[Problem details]: A complete, exact copy of the data is the required answer.

[Extracted data — start]

PR #949, opened 2018-11-27
Copy output to clipboard

Marri:
Fancy JavaScript option to copy your output for the day to clipboard. Needs to be tested against HTML input probably?

### DIFF
--- a/app/views/users/output.haml
+++ b/app/views/users/output.haml
@@ -10,4 +10,3 @@
     %p= sanitize_written_content(r).html_safe
   - if @posts.empty? && @replies.empty?
     .centered — Nothing written today —
-= text_area_tag :_hiddenCopyText_, nil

[Extracted data — finish]

[Solution to this problem]:
PR #949, opened 2018-11-27
Copy output to clipboard

Marri:
Fancy JavaScript option to copy your output for the day to clipboard. Needs to be tested against HTML input probably?

### DIFF
--- a/app/views/users/output.haml
+++ b/app/views/users/output.haml
@@ -10,4 +10,3 @@
     %p= sanitize_written_content(r).html_safe
   - if @posts.empty? && @replies.empty?
     .centered — Nothing written today —
-= text_area_tag :_hiddenCopyText_, nil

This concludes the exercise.